-- Opening Marker --
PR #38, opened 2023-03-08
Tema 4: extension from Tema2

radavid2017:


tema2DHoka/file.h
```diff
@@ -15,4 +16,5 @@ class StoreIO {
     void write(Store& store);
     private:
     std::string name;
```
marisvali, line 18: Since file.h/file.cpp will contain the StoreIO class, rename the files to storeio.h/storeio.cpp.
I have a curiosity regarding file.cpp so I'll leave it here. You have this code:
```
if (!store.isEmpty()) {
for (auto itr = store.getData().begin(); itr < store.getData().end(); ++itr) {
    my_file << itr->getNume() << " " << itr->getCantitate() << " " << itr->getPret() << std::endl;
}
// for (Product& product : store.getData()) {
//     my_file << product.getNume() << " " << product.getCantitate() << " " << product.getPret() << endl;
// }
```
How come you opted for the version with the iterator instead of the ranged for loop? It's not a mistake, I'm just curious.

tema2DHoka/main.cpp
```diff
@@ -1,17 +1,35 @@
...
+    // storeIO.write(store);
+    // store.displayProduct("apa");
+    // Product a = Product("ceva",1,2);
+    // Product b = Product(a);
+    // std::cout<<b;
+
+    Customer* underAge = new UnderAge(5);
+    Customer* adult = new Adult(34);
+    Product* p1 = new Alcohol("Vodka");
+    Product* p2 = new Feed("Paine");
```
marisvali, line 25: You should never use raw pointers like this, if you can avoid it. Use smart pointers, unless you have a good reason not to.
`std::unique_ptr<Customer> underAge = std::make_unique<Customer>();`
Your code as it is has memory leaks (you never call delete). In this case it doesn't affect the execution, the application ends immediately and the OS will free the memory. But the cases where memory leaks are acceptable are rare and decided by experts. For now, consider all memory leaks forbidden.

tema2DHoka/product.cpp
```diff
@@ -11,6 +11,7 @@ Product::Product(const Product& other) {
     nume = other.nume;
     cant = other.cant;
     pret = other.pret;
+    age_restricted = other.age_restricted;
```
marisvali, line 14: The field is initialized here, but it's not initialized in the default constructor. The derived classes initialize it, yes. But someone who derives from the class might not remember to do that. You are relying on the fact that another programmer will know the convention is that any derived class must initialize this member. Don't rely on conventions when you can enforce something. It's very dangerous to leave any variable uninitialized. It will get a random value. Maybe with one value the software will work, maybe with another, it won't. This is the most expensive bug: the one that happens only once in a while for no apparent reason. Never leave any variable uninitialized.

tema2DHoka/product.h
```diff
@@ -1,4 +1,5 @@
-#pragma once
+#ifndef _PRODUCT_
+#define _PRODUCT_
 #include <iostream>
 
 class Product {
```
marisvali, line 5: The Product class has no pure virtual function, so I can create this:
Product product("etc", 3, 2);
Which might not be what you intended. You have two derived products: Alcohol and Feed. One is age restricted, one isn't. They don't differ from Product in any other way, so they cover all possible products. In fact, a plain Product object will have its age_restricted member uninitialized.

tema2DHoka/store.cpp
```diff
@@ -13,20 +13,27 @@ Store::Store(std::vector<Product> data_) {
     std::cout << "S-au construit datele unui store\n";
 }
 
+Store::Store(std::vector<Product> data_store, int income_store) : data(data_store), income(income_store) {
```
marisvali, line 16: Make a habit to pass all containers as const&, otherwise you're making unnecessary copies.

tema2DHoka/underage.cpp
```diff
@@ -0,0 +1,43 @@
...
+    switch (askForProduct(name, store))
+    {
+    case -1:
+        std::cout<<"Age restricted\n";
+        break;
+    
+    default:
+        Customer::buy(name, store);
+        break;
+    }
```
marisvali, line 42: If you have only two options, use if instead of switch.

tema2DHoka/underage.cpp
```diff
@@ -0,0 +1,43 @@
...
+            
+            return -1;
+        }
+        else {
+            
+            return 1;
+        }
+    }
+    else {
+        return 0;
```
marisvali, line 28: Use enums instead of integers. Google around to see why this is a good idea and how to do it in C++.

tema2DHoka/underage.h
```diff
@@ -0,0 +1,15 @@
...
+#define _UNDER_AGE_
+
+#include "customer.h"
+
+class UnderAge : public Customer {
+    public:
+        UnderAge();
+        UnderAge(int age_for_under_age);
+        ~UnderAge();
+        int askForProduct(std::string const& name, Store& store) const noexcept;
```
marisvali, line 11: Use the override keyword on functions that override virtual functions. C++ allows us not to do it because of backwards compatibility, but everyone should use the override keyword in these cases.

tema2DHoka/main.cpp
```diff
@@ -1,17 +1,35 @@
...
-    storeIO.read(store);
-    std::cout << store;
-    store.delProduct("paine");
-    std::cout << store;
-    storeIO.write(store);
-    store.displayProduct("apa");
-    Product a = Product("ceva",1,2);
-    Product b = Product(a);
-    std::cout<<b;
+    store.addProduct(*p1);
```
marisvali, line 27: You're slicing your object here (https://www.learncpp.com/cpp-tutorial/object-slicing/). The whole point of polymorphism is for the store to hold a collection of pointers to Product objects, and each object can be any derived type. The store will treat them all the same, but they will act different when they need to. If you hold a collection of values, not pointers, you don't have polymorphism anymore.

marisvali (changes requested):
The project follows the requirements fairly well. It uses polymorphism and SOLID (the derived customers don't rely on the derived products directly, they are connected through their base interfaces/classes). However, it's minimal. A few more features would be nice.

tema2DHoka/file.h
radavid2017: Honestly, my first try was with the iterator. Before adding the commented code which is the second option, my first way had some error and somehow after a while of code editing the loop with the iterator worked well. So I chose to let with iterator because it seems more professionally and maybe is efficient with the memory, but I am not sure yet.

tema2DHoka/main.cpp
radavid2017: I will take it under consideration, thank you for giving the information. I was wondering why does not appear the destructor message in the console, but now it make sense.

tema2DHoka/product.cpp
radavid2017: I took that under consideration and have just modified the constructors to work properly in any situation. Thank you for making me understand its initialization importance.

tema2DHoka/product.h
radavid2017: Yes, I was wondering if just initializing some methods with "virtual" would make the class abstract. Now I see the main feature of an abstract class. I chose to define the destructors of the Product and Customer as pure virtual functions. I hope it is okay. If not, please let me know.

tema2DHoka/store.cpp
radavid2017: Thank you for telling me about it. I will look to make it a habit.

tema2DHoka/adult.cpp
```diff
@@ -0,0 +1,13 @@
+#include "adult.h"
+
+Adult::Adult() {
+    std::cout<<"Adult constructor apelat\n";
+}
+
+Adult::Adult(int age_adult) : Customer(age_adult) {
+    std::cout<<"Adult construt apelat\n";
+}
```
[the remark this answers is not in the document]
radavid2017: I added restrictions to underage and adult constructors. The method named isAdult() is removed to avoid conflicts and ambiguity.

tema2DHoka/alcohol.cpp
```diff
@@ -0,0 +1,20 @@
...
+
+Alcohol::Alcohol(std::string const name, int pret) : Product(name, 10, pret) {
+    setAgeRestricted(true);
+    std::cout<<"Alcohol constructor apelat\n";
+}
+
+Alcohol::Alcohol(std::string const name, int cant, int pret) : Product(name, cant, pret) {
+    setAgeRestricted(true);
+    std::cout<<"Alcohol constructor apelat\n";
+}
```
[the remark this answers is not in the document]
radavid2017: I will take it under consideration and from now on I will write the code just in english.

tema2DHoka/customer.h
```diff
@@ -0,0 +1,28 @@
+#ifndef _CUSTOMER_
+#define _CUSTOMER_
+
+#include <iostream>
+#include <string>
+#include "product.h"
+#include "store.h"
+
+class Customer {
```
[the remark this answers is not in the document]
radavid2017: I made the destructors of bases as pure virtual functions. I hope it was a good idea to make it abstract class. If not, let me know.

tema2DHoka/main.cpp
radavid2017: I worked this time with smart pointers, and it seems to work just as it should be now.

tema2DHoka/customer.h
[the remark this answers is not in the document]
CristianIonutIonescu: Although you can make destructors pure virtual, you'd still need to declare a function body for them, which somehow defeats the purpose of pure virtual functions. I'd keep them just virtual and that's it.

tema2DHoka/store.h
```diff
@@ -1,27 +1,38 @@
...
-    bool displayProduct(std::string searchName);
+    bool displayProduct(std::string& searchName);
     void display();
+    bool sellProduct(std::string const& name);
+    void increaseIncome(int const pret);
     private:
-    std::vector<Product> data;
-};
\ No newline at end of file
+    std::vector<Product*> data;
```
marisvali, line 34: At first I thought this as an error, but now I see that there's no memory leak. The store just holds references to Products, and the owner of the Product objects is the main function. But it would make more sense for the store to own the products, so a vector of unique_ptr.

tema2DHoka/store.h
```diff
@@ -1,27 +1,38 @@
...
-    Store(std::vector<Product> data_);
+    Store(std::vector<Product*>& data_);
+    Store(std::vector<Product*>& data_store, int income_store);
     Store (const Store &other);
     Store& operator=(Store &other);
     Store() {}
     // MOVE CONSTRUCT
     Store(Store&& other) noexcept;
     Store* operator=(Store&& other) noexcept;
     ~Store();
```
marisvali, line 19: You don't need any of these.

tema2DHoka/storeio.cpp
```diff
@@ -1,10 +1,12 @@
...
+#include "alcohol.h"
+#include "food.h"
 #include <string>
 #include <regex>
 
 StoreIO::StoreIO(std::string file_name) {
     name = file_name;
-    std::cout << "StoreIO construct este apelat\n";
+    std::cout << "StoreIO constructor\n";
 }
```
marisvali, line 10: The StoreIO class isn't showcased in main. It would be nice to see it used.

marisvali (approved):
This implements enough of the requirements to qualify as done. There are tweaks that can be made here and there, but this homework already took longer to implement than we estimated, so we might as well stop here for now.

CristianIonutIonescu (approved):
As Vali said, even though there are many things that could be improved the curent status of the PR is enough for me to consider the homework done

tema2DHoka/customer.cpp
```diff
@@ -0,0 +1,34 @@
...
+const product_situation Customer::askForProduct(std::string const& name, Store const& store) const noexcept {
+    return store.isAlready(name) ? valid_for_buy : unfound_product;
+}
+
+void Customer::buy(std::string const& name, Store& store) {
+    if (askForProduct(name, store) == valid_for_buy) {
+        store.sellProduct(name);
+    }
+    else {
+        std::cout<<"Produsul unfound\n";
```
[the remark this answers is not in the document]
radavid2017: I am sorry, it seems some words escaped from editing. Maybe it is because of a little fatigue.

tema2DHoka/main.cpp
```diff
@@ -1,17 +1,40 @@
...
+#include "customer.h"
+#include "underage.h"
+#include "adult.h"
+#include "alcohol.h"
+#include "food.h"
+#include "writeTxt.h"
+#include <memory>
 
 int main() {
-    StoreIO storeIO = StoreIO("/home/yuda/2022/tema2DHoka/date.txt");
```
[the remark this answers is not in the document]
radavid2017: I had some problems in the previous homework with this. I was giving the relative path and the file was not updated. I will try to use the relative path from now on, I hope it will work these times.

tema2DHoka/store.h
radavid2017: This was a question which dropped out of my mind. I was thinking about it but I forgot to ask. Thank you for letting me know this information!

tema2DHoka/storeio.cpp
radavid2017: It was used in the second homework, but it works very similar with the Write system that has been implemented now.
-- Closing Marker --
▶ _WORK INSTRUCTIONS_
Only lines of the material that contain the word "smart" belong in the answer; copy each one.

▶ _ANSWER TO THIS EXERCISE_
marisvali, line 25: You should never use raw pointers like this, if you can avoid it. Use smart pointers, unless you have a good reason not to.
radavid2017: I worked this time with smart pointers, and it seems to work just as it should be now.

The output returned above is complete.